Count every line in the entries below that contains the word "deal", and give only that number.
##### DATA RECORDS #####
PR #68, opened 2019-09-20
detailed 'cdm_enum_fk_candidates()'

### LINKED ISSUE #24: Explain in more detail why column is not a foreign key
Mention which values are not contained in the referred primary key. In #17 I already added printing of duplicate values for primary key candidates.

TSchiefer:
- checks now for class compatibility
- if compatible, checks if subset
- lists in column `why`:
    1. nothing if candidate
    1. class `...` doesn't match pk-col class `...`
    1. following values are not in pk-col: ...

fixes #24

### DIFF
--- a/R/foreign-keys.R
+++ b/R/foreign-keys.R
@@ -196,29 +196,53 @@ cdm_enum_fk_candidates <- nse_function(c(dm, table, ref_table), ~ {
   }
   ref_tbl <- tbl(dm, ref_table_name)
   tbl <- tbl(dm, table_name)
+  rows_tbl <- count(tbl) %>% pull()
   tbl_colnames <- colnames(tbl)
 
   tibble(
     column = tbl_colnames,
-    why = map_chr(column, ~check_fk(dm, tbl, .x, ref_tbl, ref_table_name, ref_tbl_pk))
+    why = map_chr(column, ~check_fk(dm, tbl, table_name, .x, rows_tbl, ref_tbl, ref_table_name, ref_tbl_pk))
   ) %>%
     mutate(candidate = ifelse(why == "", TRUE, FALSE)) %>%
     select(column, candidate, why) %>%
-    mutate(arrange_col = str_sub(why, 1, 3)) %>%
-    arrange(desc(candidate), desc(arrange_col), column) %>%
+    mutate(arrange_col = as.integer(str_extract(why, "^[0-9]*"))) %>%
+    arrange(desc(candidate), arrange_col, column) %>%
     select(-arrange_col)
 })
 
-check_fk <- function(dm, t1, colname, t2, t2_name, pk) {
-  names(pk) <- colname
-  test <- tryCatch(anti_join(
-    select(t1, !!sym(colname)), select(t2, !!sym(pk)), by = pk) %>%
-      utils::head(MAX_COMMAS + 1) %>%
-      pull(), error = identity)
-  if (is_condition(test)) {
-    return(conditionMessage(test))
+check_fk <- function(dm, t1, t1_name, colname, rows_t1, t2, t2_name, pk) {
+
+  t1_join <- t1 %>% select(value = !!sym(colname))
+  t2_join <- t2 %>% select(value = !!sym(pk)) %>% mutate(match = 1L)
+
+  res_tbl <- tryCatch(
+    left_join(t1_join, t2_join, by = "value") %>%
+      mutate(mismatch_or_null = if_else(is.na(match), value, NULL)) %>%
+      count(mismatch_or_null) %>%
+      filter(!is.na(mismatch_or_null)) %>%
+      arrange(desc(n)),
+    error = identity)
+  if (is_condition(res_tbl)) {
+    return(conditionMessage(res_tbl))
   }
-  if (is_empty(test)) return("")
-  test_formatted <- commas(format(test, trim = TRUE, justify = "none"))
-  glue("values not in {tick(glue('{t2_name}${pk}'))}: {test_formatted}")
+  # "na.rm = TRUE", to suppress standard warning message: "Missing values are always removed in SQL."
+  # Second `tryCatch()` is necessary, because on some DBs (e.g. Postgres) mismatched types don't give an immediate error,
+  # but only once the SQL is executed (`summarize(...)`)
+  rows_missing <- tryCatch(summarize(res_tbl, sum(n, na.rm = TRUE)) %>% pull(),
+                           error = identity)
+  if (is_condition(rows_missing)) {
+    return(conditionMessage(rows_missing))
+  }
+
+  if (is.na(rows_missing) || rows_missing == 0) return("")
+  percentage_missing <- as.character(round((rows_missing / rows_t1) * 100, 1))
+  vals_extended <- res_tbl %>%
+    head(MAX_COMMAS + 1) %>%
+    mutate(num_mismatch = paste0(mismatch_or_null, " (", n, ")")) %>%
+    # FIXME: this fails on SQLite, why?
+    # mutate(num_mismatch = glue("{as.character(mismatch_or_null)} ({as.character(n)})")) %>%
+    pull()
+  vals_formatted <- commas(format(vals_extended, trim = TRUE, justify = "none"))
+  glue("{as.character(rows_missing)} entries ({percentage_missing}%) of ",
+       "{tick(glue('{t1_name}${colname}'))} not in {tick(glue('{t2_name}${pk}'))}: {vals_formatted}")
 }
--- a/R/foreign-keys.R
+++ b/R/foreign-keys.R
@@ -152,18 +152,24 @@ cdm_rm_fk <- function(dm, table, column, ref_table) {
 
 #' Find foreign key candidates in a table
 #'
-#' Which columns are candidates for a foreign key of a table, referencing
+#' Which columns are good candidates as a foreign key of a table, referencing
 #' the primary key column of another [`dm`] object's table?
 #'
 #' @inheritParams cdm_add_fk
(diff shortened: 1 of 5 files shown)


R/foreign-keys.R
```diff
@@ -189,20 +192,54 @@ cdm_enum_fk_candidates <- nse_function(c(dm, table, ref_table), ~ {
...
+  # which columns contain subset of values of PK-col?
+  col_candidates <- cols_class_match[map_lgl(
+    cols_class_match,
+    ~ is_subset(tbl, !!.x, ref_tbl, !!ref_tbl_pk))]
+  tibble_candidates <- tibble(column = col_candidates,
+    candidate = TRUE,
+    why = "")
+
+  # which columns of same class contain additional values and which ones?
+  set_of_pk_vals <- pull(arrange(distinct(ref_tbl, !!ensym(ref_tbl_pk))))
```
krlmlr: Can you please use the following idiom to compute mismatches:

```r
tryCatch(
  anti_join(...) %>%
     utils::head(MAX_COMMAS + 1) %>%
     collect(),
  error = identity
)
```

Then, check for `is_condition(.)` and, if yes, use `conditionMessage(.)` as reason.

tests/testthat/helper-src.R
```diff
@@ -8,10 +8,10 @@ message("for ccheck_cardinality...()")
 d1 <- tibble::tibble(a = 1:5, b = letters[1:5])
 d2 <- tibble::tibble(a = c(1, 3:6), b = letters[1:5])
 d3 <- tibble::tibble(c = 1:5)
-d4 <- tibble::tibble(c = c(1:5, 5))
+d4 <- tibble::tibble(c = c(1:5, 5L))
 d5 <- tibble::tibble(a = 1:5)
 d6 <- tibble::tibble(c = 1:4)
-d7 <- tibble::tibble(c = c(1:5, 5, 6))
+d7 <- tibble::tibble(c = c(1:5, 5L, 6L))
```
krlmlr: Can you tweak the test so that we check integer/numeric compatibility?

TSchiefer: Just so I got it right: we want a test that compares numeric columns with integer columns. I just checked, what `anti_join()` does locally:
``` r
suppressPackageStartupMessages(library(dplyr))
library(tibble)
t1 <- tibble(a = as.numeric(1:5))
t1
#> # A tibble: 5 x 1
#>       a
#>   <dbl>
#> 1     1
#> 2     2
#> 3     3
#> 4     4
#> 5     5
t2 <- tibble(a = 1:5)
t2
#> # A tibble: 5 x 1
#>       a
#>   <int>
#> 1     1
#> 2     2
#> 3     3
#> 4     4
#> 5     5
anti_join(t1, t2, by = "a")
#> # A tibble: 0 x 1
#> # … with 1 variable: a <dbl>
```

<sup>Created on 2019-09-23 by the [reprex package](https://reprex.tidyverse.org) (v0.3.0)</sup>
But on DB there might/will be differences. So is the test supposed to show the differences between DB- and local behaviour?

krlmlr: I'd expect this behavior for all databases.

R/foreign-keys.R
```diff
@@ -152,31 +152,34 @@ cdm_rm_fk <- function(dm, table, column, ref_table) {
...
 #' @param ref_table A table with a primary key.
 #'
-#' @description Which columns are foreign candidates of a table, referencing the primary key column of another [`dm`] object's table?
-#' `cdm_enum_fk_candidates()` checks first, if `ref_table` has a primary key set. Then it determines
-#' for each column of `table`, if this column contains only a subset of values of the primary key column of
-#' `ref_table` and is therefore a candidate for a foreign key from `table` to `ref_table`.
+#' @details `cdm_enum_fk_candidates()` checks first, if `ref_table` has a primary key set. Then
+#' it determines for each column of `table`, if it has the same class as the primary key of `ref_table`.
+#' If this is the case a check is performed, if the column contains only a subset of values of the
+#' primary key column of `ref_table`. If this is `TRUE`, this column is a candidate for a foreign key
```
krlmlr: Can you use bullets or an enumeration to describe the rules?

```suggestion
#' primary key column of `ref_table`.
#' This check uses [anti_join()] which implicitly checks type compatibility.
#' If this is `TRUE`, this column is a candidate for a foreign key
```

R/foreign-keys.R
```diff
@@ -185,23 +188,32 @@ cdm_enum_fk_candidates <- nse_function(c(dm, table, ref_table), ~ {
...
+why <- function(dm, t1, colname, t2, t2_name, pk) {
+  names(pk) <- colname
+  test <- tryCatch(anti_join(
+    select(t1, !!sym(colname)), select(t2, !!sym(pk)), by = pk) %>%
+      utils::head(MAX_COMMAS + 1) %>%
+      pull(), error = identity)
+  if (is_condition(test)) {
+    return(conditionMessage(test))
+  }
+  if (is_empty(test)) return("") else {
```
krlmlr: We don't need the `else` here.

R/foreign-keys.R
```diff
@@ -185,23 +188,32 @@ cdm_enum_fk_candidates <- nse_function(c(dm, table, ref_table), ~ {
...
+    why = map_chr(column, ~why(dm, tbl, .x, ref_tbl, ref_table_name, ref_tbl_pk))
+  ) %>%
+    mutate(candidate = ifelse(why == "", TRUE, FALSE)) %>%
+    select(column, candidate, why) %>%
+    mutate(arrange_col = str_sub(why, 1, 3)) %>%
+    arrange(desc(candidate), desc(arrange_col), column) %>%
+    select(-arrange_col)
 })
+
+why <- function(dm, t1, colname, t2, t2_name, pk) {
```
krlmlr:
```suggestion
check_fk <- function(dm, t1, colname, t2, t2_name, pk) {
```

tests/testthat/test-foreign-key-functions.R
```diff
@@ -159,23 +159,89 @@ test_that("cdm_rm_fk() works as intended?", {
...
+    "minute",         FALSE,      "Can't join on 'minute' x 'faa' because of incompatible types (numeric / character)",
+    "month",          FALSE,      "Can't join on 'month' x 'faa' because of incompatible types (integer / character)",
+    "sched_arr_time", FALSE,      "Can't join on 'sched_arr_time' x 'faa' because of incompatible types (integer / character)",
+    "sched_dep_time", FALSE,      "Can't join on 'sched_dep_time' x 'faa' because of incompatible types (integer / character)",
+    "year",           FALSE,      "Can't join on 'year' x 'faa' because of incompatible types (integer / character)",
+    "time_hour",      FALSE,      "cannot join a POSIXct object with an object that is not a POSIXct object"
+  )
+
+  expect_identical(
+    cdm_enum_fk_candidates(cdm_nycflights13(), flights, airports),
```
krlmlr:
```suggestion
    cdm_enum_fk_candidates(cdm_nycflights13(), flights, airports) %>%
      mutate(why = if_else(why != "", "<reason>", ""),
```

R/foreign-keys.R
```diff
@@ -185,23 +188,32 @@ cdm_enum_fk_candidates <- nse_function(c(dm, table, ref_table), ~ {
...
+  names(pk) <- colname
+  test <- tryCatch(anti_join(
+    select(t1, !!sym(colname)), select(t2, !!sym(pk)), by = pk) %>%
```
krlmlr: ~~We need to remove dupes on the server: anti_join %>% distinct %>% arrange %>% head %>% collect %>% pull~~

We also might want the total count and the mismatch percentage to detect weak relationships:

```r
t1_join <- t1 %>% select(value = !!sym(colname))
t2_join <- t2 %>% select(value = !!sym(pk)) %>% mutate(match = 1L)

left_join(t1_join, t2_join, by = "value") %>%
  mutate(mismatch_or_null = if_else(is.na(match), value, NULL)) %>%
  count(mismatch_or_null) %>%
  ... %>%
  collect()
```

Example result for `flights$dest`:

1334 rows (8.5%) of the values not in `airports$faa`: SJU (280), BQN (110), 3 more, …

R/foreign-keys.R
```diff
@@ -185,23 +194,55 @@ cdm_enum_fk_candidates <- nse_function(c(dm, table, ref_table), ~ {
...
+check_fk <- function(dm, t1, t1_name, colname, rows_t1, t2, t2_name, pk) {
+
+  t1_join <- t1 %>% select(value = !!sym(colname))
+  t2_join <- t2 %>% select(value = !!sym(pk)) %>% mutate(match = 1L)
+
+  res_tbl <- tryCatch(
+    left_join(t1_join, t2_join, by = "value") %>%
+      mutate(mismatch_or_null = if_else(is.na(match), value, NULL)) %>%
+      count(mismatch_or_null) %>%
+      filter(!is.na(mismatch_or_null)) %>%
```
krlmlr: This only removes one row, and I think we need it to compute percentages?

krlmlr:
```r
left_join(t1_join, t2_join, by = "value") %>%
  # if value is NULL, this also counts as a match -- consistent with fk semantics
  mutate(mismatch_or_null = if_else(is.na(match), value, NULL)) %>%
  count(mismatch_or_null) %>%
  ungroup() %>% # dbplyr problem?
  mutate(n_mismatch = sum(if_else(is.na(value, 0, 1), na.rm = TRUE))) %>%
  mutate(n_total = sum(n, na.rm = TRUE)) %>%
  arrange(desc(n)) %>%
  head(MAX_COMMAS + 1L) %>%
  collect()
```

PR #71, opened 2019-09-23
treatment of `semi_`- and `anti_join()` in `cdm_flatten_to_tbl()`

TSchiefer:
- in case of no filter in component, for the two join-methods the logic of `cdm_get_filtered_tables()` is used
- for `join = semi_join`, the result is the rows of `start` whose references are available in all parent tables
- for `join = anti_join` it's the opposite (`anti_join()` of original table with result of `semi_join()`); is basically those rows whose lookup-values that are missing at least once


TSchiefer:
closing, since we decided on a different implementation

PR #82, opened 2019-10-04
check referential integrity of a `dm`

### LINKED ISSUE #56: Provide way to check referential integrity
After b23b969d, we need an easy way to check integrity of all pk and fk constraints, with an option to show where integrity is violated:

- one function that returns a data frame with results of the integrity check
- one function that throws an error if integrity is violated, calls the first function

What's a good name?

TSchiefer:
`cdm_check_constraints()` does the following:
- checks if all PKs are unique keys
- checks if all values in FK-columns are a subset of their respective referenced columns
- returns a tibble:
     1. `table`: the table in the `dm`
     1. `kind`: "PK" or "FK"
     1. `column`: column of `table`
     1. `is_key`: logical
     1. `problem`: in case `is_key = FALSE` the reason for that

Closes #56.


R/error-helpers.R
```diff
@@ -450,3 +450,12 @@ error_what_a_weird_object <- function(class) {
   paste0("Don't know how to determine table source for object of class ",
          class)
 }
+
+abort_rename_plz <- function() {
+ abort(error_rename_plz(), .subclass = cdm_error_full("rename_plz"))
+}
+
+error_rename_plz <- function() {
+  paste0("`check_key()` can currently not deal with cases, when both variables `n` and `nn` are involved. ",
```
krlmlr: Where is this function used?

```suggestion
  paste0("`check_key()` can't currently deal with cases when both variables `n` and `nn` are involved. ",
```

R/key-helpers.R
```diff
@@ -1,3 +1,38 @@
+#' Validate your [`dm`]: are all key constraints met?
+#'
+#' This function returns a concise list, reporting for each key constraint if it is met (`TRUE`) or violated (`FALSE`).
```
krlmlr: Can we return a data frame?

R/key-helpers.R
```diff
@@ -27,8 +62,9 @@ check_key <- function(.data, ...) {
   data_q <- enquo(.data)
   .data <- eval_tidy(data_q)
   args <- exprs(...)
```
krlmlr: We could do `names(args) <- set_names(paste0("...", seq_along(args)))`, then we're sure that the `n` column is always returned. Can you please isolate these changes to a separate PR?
#####
SOLUTION FOR THIS EXERCISE: 2